**INSTRUCTIONS TO FOLLOW**
Up to and including the line with "(diff shortened: 1 of 2 files shown)", please set down the entries below exactly, starting from the first line.

EXERCISE INPUTS section start

PR #851, opened 2025-11-11
Define additional build flags in targets.yaml, including those split between debug/standard

jjhelmus:
This is a work in progress. I've tried a few different approaches to adding in these flags. Want to test this on a different system before filling in the details and expanding the flags to other targets.

### DIFF
--- a/cpython-unix/build.py
+++ b/cpython-unix/build.py
@@ -64,7 +64,7 @@ MACOS_ALLOW_SYSTEM_LIBRARIES = {"dl", "m", "pthread"}
 MACOS_ALLOW_FRAMEWORKS = {"CoreFoundation"}
 
 
-def add_target_env(env, build_platform, target_triple, build_env):
+def add_target_env(env, build_platform, target_triple, build_env, build_options):
     add_env_common(env)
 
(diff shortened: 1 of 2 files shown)


zanieb:
Don't we want to share these across all targets? Should we be defining them in target-specific configuration?

jjhelmus:
The optimization flags should apply across all platforms but the hardening flags will be platform specific. 

I tried a few different approaches but was not entirely happy with any of them. The approaches I tried:

* Have `build-*` source a setup script that sets buildflags
This is nice as the script can adjust flags based upon OS and architecture as well as set up some common variables (`ROOT`, `PATH`). 

The downside is that the build options are passed to the build script so adjust the flags for debug vs LTO, etc is not possible. Additionally each script needs to source this file which requires changing, and remember to change a number of scripts.

* Introduce static build flags in a new yaml file
A new file can be used to introduce a set of build flags across all platforms. 

Downsides are this this introduced a second location where static flags are introduced and does not offer options for adjusting these flags for OS or architecture.

jjhelmus:
Closing this in favor of #852 which only address the optimization flag. 

I would like to revisit how build flags are set during the build process in more detail in the future.

PR #856, opened 2025-11-14
Do not strip VC redists

### LINKED ISSUE #855: `llvm-strip` invalidates digital signature of MSVC redists
When creating the stripped release, `llvm-strip` is called over ALL dlls, including those that are not from the python build. `vcruntime140.dll` and `vcruntime140_1.dll` are provided by Microsoft in order to ensure that the compiled program can run on a different machine. The stripping should be limited to removing the python debug symbols, and leaving the redist files alone.

The signature can be checked in powershell with:
`Get-AuthenticodeSignature <PATH>`
Or in the file explorer by right clicking the file --> clicking properties --> clicking digital signatures

See that the signature is intact in the non-stripped variant: `https://github.com/astral-sh/python-build-standalone/releases/download/20240814/cpython-3.11.9%2B20240814-x86_64-pc-windows-msvc-install_only.tar.gz`
And the signature is removed in the stripped variant: `https://github.com/astral-sh/python-build-standalone/releases/download/20240814/cpython-3.11.9%2B20240814-x86_64-pc-windows-msvc-install_only_stripped.tar.gz`

For each VC dll, stripping only removes 11 KB from the file. So skipping the strip on this file will barely have an impact on the overall distribution size.

Keeping the signature intact will fix certain cases where the python build is not redistributable

neilmehta24:
Closes #855 

Please see the above issue description for why this addition is proposed

### DIFF
--- a/src/release.rs
+++ b/src/release.rs
@@ -511,8 +511,12 @@ pub fn convert_to_stripped<W: Write>(
                 | FileKind::Pe32
                 | FileKind::Pe64)
         ) {
-            data = llvm_strip(&data, llvm_dir)
-                .with_context(|| format!("failed to strip {}", path.display()))?;
+            // Skip stripping MSVC runtime DLLs
+            let filename = path.file_name().and_then(|n| n.to_str());
+            if !matches!(filename, Some("vcruntime140.dll" | "vcruntime140_1.dll")) {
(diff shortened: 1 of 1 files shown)


jjhelmus:
I agree that symbols should not be stripped from these DLLs. Thanks for the fix @neilmehta24.

PR #5, opened 2023-05-31
add basic docker compose

ciaranschutte:


compose/.env.schema
```diff
@@ -0,0 +1 @@
+POSTGRES_IMAGE=postgres:9.6
```
joneubank, line 1: Not sure we'll want the postgres version to change between envs... we can probably just hardcode this particular property into the docker compose to keep everyone consistent.

joneubank (approved):

compose/.env.schema
ciaranschutte: sounds good - i agree - just an easy var to get this basic skeleton started

PR #16, opened 2023-06-05
Feat/#965 homepage

ciaranschutte:
- homepage with ActionBox and Overture banner (main ticket work)

additional things to get to endpoint of ticket...
- cleanup from Nextjs boilerplate, removed a lot of unused assets
- adds basic layout with global font loading in
- uikit integration working, including theme extension with types and css prop using next compiler
- add a basic CSS reset
- add a single point of usage for Emotion imports, this may seem redundant but it makes it more straightforward to  change our CSS-in-JS functions if needs be. eg. we can monkey patch a new lib, or augment current functions

localhost_3000_ (1)
localhost_3000_ (2)
localhost_3000_


ciaranschutte:
prettier formatting looking incorrect.
I am investigating.
Should not be a blocker for main code review.

ciaranschutte:
also waiting on links for the action box.

ciaranschutte:
Also also - 
Holding off on uikit release until end of sprint as there are many changes on the fly and will likely also be needed with the upcoming tickets. local install is working for both myself and Dan so this is not a blocker and doesn't distract from the ticketed work to do a release every day.

tsconfig.json
```diff
@@ -1,28 +1,36 @@
...
+		"incremental": true,
+		"jsx": "preserve",
+		"jsxImportSource": "@emotion/react",
+		"plugins": [
+			{
+				"name": "next"
+			}
+		],
+		"paths": {
+			"@/*": ["./src/*"]
```
justincorrigible, line 24: gotta be honest, I'm a bit surprised these are working on the transpiled code. generally I have had to patch typescript in order for the paths to work when not in "dev server" mode. NextJS has really improved quality of life, I guess

src/app/layout.tsx
```diff
@@ -17,20 +17,22 @@
  * ANY WAY OUT OF THE USE OF THIS SOFTWARE, EVEN IF ADVISED OF THE POSSIBILITY OF SUCH DAMAGE.
  */
 
-import './globals.css';
-import { Inter } from 'next/font/google';
+/**
+ * React.Context, used by ThemeProvider, doesn't work server side so we're defaulting to client side rendering
+ */
+'use client';
```
justincorrigible, line 23: 🤔interesting! this hasn't been necessary in daco nor platform, afaik.
is this a new requirement because of latest Emotion or NextJS?

ciaranschutte: latest NextJS requirement.
Next 13 defaults to everything being treated as a server side component.

tsconfig.json
ciaranschutte: I have not - I will test this case - good call!

Nextjs is honestly doing some insanely awesome work with the dev experience

src/app/layout.tsx
ciaranschutte: React.context just doesn't work in the SSR way of doing things. You're meant to use it for SSR.
It's not a bug or a workaround or anything like that.

ciaranschutte:
converting back to draft PR until dependencies are happy

PR #28, opened 2023-06-16
Feat/#11 footer

ciaranschutte:
Adds Footer component

Related UIKit PR: https://github.com/icgc-argo/uikit/pull/135/files


src/app/components/Footer.tsx
```diff
@@ -0,0 +1,66 @@
...
+				},
+				{
+					displayName: 'Documentation',
+					href: urls.DOCS_URL_ROOT,
+					target: '_blank',
+				},
+				{
+					displayName: 'The Team',
+					href: '',
+				},
```
demariadaniel, line 47: No href or target?

ciaranschutte: doesn't exist yet

demariadaniel (approved):

src/app/components/Footer.tsx
ciaranschutte: in the specification "leave it blank for now" sense of the word - more so than not implemented yet which we could pop a placeholder :)

PR #29, opened 2023-06-18
fix devops

ciaranschutte:


ciaranschutte:
I'm guessing I don't need a release version for this seen as it's just devops? Or should I still increment patch?

justincorrigible:
this pesky little bit will make the build fail if you don't bump the version
https://github.com/icgc-argo/rdpc-ui/blob/develop/Jenkinsfile.groovy#L113

...or alternatively, you could delete this tag here, so it can be created again https://github.com/icgc-argo/rdpc-ui/releases/tag/0.2.0

your call. 👍

ciaranschutte:
@justincorrigible deleted the tag. seems unfair to have a tagged release of something that never even made it to QA :p

justincorrigible (approved):

PR #31, opened 2023-06-19
basic region config

ciaranschutte:


ciaranschutte:
unclear about the best way to structure this - would love some feedback:
```
export const regions = {
	GERMANY: 'Germany',
	CANADA: 'Canada',
} as const;

export type RegionKey = keyof typeof regions; // this creates a dynamic union types GERMANY | CANADA

export const isRegionKey = (value: string): value is RegionKey =>
	regionKeys.some((region) => region === value);
	
export const regionKeys = Object.keys(regions); // this doesn't get automatic typing
```
Two questions: 
1) If we base types off the `regions` object, the regions object itself isn't typed. Is this the way or is it better to explicitly declare a union type of GERMANY | CANADA etc that we add to. I don't imagine it will change much.

2) creating a typeguard of `isRegionKey` seems overkill but it's the only way I could get type checking to work in the config file. an array find didn't have strict enough types.

src/global/config.ts
```diff
@@ -17,10 +17,25 @@
...
+	const envRegionKey = process.env.NEXT_PUBLIC_REGION_KEY || '';
+	const normalizedKey = envRegionKey.toUpperCase().trim();
+
+	// is valid region?
+	if (isRegionKey(normalizedKey)) {
+		return normalizedKey;
+	} else {
+		throw Error(`Invalid region. Must be one of ${regionKeys.join(', ')}`);
+	}
+};
```
joneubank, line 34: I am curious how `NEXT_PUBLIC_REGION_KEY` will be used throughout the app. I suspect this will just be a display string, and if so we don't need to validate its content, just that it is a non-empty string. Therefore also no enum needed.

ciaranschutte: It will be a const of some kind. real example from mocks to display a flag based on region, or a logo based on region `object_of_rdpc_flags[region]`

ciaranschutte: so there is a need for a constant of some kind and a display string. 
I don't like depending on a string to be a constant because you end up string manipulating back and forth for casing

joneubank: Ideally we won't have to make code changes that are specific to any region, this approach bakes in knowledge of the regions and then neccesitates when we add new regions, change a display property of a region, etc.

We should strive as long as possible to keep the code region agnostic. If this can be handled completely with config that would be much easier. If we need to push back on some design ideas that will make all our lives easier long term.

ciaranschutte:
closing as we don't need this level of configuration

PR #35, opened 2023-07-05
Feat 13 contact page

ciaranschutte:
- contact page 
- form using zod schema + react hook form
- recaptcha env var


package.json
```diff
@@ -19,19 +20,24 @@
...
     "react-query": "^3.39.3",
-    "url-join": "^5.0.0"
+    "url-join": "^5.0.0",
+    "zod": "^3.21.4"
   },
-  "peerDependencies": {    
+  "peerDependencies": {
+    "@emotion/react": "^11.11.0",
     "@emotion/styled": "^11.11.0"
   },
```
justincorrigible, line 33: just curious, since this app is not being imported anywhere else, why these need to be `peerDependencies`?
but maybe I'm missing something about this property 🤔

ciaranschutte: theming from uikit works correctly because of however those caches (that you have a far better fix for in arranger I think?) work in the background (pointing to same instances I believe)

src/app/contact/components/info.tsx
```diff
@@ -0,0 +1,170 @@
...
+						variant="sectionHeader"
+						color="secondary"
+						bold
+						as="div"
+					>
+						Downloading Data
+					</Typography>
+					<ul>
+						<li>
+							<Link target="_blank" href={DOCS_DATA_DOWNLOAD_PAGE}>
```
justincorrigible, line 106: fun fact: https://hackernoon.com/unsafe-use-of-target_blank-39413ycf

The ref property should be added to all "_blank"-targetted links
```suggestion
							<Link href={DOCS_DATA_DOWNLOAD_PAGE} rel=”noreferrer noopener” target="_blank" >
```

src/app/contact/components/info.tsx
```diff
@@ -0,0 +1,170 @@
...
+							<Link target="_blank" href={DOCS_SUBMITTING_MOLECULAR_DATA_PAGE}>
+								submit molecular data
+							</Link>
+						</li>
+					</ul>
+				</div>
+
+				<div>
+					<Button variant="secondary">
+						<Link underline={false} target="_blank" href={DOCS_URL_ROOT}>
```
justincorrigible, line 160: link inside a button? is this a nextjs thing?

justincorrigible (approved):

src/app/contact/components/form.tsx
```diff
@@ -0,0 +1,333 @@
...
+					</Row>
+					<Row align="end">
+						<Col>
+							<FormControl required={true} error={!!errors.reCaptcha}>
+								<Controller
+									name="reCaptcha"
+									control={control}
+									rules={{ required: true }}
+									render={({ field }) => {
+										/** @ts-expect-error 3rd party recaptcha comp onChange event type is more closed than react-hook-form onChange */
```
justincorrigible, line 309: 👍

package.json
justincorrigible: 😆 UiKit is just the gift that keeps on giving, uh?

src/app/contact/components/info.tsx
ciaranschutte: No it's a styling uikit thing
not great markup wise (button should be on click action vs a link which is navigational) but it's how we do it design wise

PR #39, opened 2023-07-07
Feat/8 Logout

demariadaniel:
- Adds Dropdown Menu Logout button + removes old button from page
- Moves Logout into Auth Context

https://app.zenhub.com/workspaces/icgc-argo-platform-dk-production-board-5e542d38415f5034e9fed89d/issues/gh/icgc-argo/rdpc-ui/8


src/global/utils/auth.tsx
```diff
@@ -54,18 +55,24 @@ export const storeToken = (egoToken: string) => {
...
-};
-
 export function AuthProvider({ children }: { children: ReactNode }) {
 	const storedToken = getStoredToken();
 	const [egoJwt, setEgoJwt] = useState(storedToken || '');
+	const router = useRouter();
 	const path = usePathname();
-	const initLoginState = path === '/logging-in' && !egoJwt.length ? true : false;
-	const [loggingIn, setLoggingIn] = useState(initLoginState);
+	const loginStateOnPageLoad = path === '/logging-in' && !egoJwt.length;
```
ciaranschutte, line 63: https://github.com/icgc-argo/rdpc-ui/pull/39/files#diff-09e9a1c3d8949b041f6220ac58c961358436d20050a933e1f9bf52a9cd93428cR38

is this line doing the same logic? Is it covered by this line in AuthProvider which covers if a user directly goes to `logging-in` route for some reason

src/app/components/Header.tsx
```diff
@@ -18,15 +18,54 @@
...
+			onClick: async () => {
+				setDropdownOpen(false);
+				logOut();
+			},
+			name: 'Logout',
+			active: false,
+			href: '',
+			LinkComp: Link,
+		},
+	];
```
ciaranschutte, line 66: flawed api to `NavBarElement`, not much improvement without editing uikit
one important thing to note is that `Link` for the `LinkComp` will not work like Next.js native component (no prefetching, SPA routing might be impacted)

having both `href` and `isLink` is redundant - observation on uikit component

src/app/components/Header.tsx
```diff
@@ -43,21 +82,49 @@ const Header = () => {
...
+											/>
+										))}
+									</DropdownMenu>
+								)}
+								<UserBadge
+									showGreeting={true}
+									firstName={'Test'}
+									lastName={'User'}
+									title={'DCC Member'}
+									className={onProfilePage ? 'active' : ''}
```
ciaranschutte, line 113: this is putting the `active` classname on a div
I don't see related styles that this would apply
```javascript

export const UserBadgeContainer = styled('div')`
  text-align: left;
  display: flex;
  align-items: center;
  justify-content: space-between;
  min-width: 200px;
  margin: 0 -24px;
  padding: 0 16px;
  box-sizing: border-box;
`;
```

src/app/components/Header.tsx
```diff
@@ -18,15 +18,54 @@
...
+				logOut();
+			},
+			name: 'Logout',
+			active: false,
+			href: '',
+			LinkComp: Link,
+		},
+	];
+
+	const activeBorder = `solid 3px ${theme.colors.accent1}`;
```
ciaranschutte, line 68: can likely pop this one inline similar to the rest of the styling to keep it consistent

ciaranschutte (approved):
couple of suggestions and a couple of questions
working ok - approved

src/global/constants.ts
```diff
@@ -18,3 +18,4 @@
  */
 
 export const EGO_JWT_KEY = 'EGO_JWT';
+export const LOGIN_NONCE = 'LOGIN_NONCE';
```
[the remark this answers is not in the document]
demariadaniel: This is part of the OIDC Auth Flow to prevent CSRF attacks https://developers.google.com/identity/openid-connect/openid-connect#sendauthrequest
The Cookie is auto-populated by the login flow so I've added logic to remove it on logout

src/app/logging-in/page.tsx
```diff
@@ -30,12 +30,12 @@ export default async function LoggingIn() {
 	const { EGO_API_ROOT, EGO_CLIENT_ID } = getAppConfig();
 	const router = useRouter();
 	const theme = useTheme();
-	const { egoJwt, setEgoJwt, loggingIn, setLoggingIn } = useAuthContext();
+	const { egoJwt, setEgoJwt, authLoading, setAuthLoading } = useAuthContext();
```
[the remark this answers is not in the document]
demariadaniel: Yep!

src/global/utils/auth.tsx
demariadaniel: Ah so I added this to `/logging-in` to prevent a User navigating to /logging-in and then clicking 'Log In' while the request completes. I couldn't get Next server/client to play nicely together here and Header frequently would load Login button on page load, then update to render loading animation. 

I will take another look to see if this can be streamlined but it's definitely something I had to go back-and-forth over several times.

src/app/components/Header.tsx
demariadaniel: Updated

src/app/components/Header.tsx
```diff
@@ -18,15 +18,54 @@
...
+	const profileNavDetails: Array<NavElement> = [
+		{
+			active: profileActive,
+			href: '/landing-page',
+			name: 'Profile & Token',
+			LinkComp: Link,
+		},
+		{
+			isLink: false,
+			onClick: async () => {
```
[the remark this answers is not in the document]
demariadaniel: Removed but need to test when collab is back

src/app/components/Header.tsx
```diff
@@ -43,21 +82,49 @@ const Header = () => {
...
+							</FocusWrapper>
+						) : authLoading ? (
+							<DnaLoader />
+						) : (
+							<LoginButton />
+						)}
+					</AppBarMenuItem>
 				</div>
 			</AppBar>
 		</header>
```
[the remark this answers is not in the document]
demariadaniel: Yes exported as `ProfileMenu`, much cleaner

src/app/components/Header.tsx
demariadaniel: Yes and there's a Type mismatch between modern `next/link` and uikit `Link` so we have to use uikit Link here

ciaranschutte: ah I see! always the freedom to extend uikit - i'll leave that to your discretion :)

src/app/components/Header.tsx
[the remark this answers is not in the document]
demariadaniel: I've moved this into a separate `ProfileMenu` component

src/app/logging-in/page.tsx
```diff
@@ -49,7 +49,7 @@ export default async function LoggingIn() {
 				const newToken = await res.text();
 				storeToken(newToken);
 				setEgoJwt(newToken);
-				setLoggingIn(false);
+				setAuthLoading(false);
 			})
 			.catch(console.error);
 	});
```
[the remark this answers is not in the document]
demariadaniel: Yes - beyond scope of this ticket which is why I left it as just `console.error`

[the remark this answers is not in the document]
demariadaniel: Multiple Platform utils using a `catch -> console -> custom error handler` pattern

src/app/components/Header.tsx
demariadaniel: Removed, looks fine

EXERCISE INPUTS section end

**RESPONSE**
PR #851, opened 2025-11-11
Define additional build flags in targets.yaml, including those split between debug/standard

jjhelmus:
This is a work in progress. I've tried a few different approaches to adding in these flags. Want to test this on a different system before filling in the details and expanding the flags to other targets.

### DIFF
--- a/cpython-unix/build.py
+++ b/cpython-unix/build.py
@@ -64,7 +64,7 @@ MACOS_ALLOW_SYSTEM_LIBRARIES = {"dl", "m", "pthread"}
 MACOS_ALLOW_FRAMEWORKS = {"CoreFoundation"}
 
 
-def add_target_env(env, build_platform, target_triple, build_env):
+def add_target_env(env, build_platform, target_triple, build_env, build_options):
     add_env_common(env)
 
(diff shortened: 1 of 2 files shown)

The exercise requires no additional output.